= Pascalis Romanus =

12th-century priest, medical expert, and dream theorist

Pascalis Romanus (or Paschal the Roman) was a 12th-century priest, medical expert, and dream theorist, noted especially for his Latin translations of Greek texts on theology, oneirocritics, and related subjects. An Italian working in Constantinople, he served as a Latin interpreter for Emperor Manuel I Komnenos.

==Oneirocriticism==
Pascalis compiled the Liber thesauri occulti, a Latin book on dream interpretation, in 1165 but appears not to have completed it himself. The second book and the first part of the third were translated or adapted from the Oneirocriticon of Achmet and the classical Oneirocritica of Artemidoros. His are the earliest known Latin translations of excerpts from Artemidoros. In the first part of the work, Pascalis also draws on Aristotle, quoting from what he refers to as the liber de naturis animalium.

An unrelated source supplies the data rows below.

PR #990, opened 2016-10-21
Add get_all_attempts() function to model

Indigo744:
I needed this function from a manager point of view (my client wanted to be able to look at all attempts in one place).

This function will return an array populated with all useful information regarding attemps (see list in comments). I used the same key names as existing function:
- 'attempts_num' refers to function `get_attempts_num()`
- 'last_attempt_time' refers to function `get_last_attempt_time()`
- 'is_time_locked_out' refers to function `is_time_locked_out()`

### DIFF
--- a/models/Ion_auth_model.php
+++ b/models/Ion_auth_model.php
@@ -1129,6 +1129,53 @@ class Ion_auth_model extends CI_Model
 		}
 		return FALSE;
 	}
+    
+	/**
+     * Get all attemps from all users
+     * 
+     * Format of return array is:
+     *      [0] => array("login" => string
+     *                   "ip_address" => string  // only if track_login_ip_address is enabled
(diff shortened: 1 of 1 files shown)


benedmunds:
I'm going to close this PR without merging.  Not because there are any issues with it, just because i don't believe it will have wide spread enough need to justify adding it to the core API.  I will be happy to point people here if anyone needs it going forward.  Thanks!

Indigo744:
Aww.. Ok, I understand..
Quick question git/github related: if I ever delete this branch, will this stay as is?

benedmunds:
I'm actually not sure..

Indigo744:
I just deleted the branch, and the commit and modifed files are still visible. Good!

benedmunds:
👍 👍 👍   Thanks!

PR #991, opened 2016-10-21
Check post var against NULL instead of FALSE

Indigo744:
`$this->input->post()` now returns NULL instead of FALSE when the required items don’t exist.

See for reference: http://www.codeigniter.com/user_guide/installation/upgrade_300.html#step-10-many-functions-now-return-null-instead-of-false-on-missing-items

### DIFF
--- a/controllers/Auth.php
+++ b/controllers/Auth.php
@@ -795,7 +795,7 @@ class Auth extends CI_Controller {
 
 	public function _valid_csrf_nonce()
 	{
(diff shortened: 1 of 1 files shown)


benedmunds:
Could you check both so we dont lose CI 2 compatibility?

Indigo744:
Done, what do you think ? 

I simply check `if($csrfkey)`, it will return FALSE for FALSE or NULL or empty string.

Indigo744:
Note that I can squash the commit if you want.

benedmunds:
Looks good, thanks!

Issue #1001, opened 2016-12-05
problem on remember login


italoc:
i have a problem with remember login, the cookie always expire when 'sess_expiration' is exceeded and the users need to be relogged,  i need that user is always remember if i check REMEMBER LOGIN, and is loggeout when close the browser if REMEMBER LOGIN is not checked
i'm using C.I. 3.1.2 and latest version of ion_auth, with older version of C.I. 2.2.4 all work great but not with latest version

this is my setting

`$config['sess_driver'] = 'database';
$config['sess_cookie_name'] = 'aaw_ci_session';
$config['sess_expiration'] = 2592000;
$config['sess_save_path'] = 'ci_sessions_test';
$config['sess_match_ip'] = FALSE;
$config['sess_time_to_update'] = 300;
$config['sess_regenerate_destroy'] = FALSE;`

`$config['remember_users']             = TRUE;               
$config['user_expire']                = 0;                  
$config['user_extend_on_login']       = TRUE;            
$config['track_login_attempts']       = TRUE;          
$config['track_login_ip_address']     = TRUE;           
$config['maximum_login_attempts']     = 3;                
$config['lockout_time']               = 600;            
$config['forgot_password_expiration'] = 0;`

can you help me?

avenirer:
Did you try  ```$config['sess_expiration'] = 0```?

italoc:
yes if i set ` $config['sess_expiration'] = 0` login is never remember every time i need to login

avenirer:
Can you show us the login controller?

italoc:
it's the standard login function, untouched from latest version of ion_auth

`	
public function login()
	{
		$this->data['title'] = $this->lang->line('login_heading');
		//validate form input
		$this->form_validation->set_rules('identity', str_replace(':', '', $this->lang->line('login_identity_label')), 'required');
		$this->form_validation->set_rules('password', str_replace(':', '', $this->lang->line('login_password_label')), 'required');

		if ($this->form_validation->run() == true)
		{
			// check to see if the user is logging in
			// check for "remember me"
			$remember = (bool) $this->input->post('remember');
                        
			if ($this->ion_auth->login($this->input->post('identity'), $this->input->post('password'), $remember))
			{
				//if the login is successful
				//redirect them back to the home page
				$this->session->set_flashdata('message', $this->ion_auth->messages());
				redirect('/', 'refresh');
			}
			else
			{
				// if the login was un-successful
[...]

PR #1002, opened 2016-12-07
"remember me" doesn't work correctly

avenirer:
If identity column is the email then, when the email is saved in the cookie the "@" symbol is "%40" and when the database is queried, it will return false.
As per issue #1001. @italoc maybe you should try this change to see if it works before it is merged.


benedmunds (approved):

benedmunds:
Merged.  Thanks!

PR #1013, opened 2016-12-21
Fixed 'login attempts' functionality. 

wadealer:
Methods 'get_attempts_num' and 'get_last_attempt_time' had different logic. This is fixed.
We should check both IP address and itentity to avoid bruteforce different logins from one IP as well as avoid bruteforce one login from different IPs.

### DIFF
--- a/models/Ion_auth_model.php
+++ b/models/Ion_auth_model.php
@@ -1047,19 +1047,18 @@ class Ion_auth_model extends CI_Model
 	 * @param	string $identity
 	 * @return	int
 	 */
-	public function get_attempts_num($identity)
-	{
-        if ($this->config->item('track_login_attempts', 'ion_auth')) {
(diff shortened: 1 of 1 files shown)


benedmunds:
I previously didn't prevent from one IP hitting multiple users since corporate users will often share an IP.  This could lead to quickly not being able to login under normal conditions.

wadealer:
Yes, this is the problem. But this problem can be solved by properly setting the other parameters (increasing maximum_login_attempts, decseasing lockout_time).  Also, if the majority of users - corporate users, you can disable the option track_login_ip_address.

benedmunds:
You won't always know if you have corporate users.  For example, a lot of SASS apps will have both consumers and businesses as clients.  I'd rather not merge this in as is when it will likely cause issues for existing users.  If you add in the check for both I'll be happy to merge it.

PR #1031, opened 2017-02-03
Add OTP to edit_user function

michaelsmoody:
This patch allows for the edit_user function to enable/disable OTP.


lloricode:
maybe you need only one pull request in your two commits.? for easy test?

Pascalis works within the dream classification system of Macrobius:
- somnium, a dream requiring interpretation
- visio, a vision that comes true
- oraculum, a prophetic dream mediated by authority
- insomnium, a false or misleading dream caused by bodily disturbance
- visum, a nightmare with supernatural contact
Elaborating on the three "true" types, Pascalis distinguishes each by the degree to which the soul achieves liberty from the body and by literary mode. In the somnium, the soul perceives the future allegorically; in the visio, historically; and in the oraculum, prophetically. The future can sometimes be revealed directly, but often dreams rely on integument, allegory, and figure. Pascalis quotes the Solomon of the occult tradition as saying:

In the multitude of dreams, there is vanity and too many words Ecclesiastes 5:7], and dreams and vain illusions make many to err [Ecclesiasticus 34:7].

What Solomon means, Pascalis goes on to explain, is not that we should avoid the interpretation of dreams, but rather that we should recognize that littera occidit, spiritus autem vivificat ("the letter kills, but the spirit brings to life" 2 Corinthians 3:6]). Reason allows us to investigate the truth that is symbolized.

Steven Kruger has discussed the dream theory of Pascalis in the context of medical discourse, or "somatization," resulting from the introduction of new medical and scientific texts to Europe. While the Liber thesauri occulti draws on the tradition of humors, Pascalis goes beyond the connection Macrobius makes between insomnium and hunger or thirst to offer an elaborate psychosomatics. Where Macrobius had explained the visum in terms of an incubus, Pascalis offers a complex medical explanation involving blood circulation, the bodily position of the sleeper, and humoral disposition.

==Other translations==
In 1169, Pascalis translated the Cyranides, a Hermetic magico-medical compilation. In his preface, he summarized his method:

I have striven faithfully to make [my translation] as good as the Greek book throughout, by picking up not the words, which are [in themselves] of a barbarous sterility, but rather the sense, which is useful.

Other Latin translations from Greek by Pascalis include the Ystoria Beate Virginis Marie by the 8th–9th-century priest and monk Epiphanios and the Disputatio contra Judaeos attributed (with difficulties of chronology) to Anastasios of Sinai.

==Editions==
- Collin-Roset, S. "Le Liber thesauri occulti de Pascalis Romanus (Un traité d'interprétation des songes du XIIe siècle)". Archives d'histoire doctrinale et littéraire du Moyen Age 30 (1963) 111–198.

==Selected bibliography==
- The Occult Sciences in Byzantium. Edited by Paul Magdalino and Maria Mavroudi. Geneva: La Pomme d'or, 2006. Limited preview online.
- Thomas Ricklin, Der Traum der Philosophie im 12. Jahrhundert. Traumtheorien zwischen Constantinus Africanus and Aristoteles. Leiden/Boston/Cologne 1998, esp. pp. 247–270.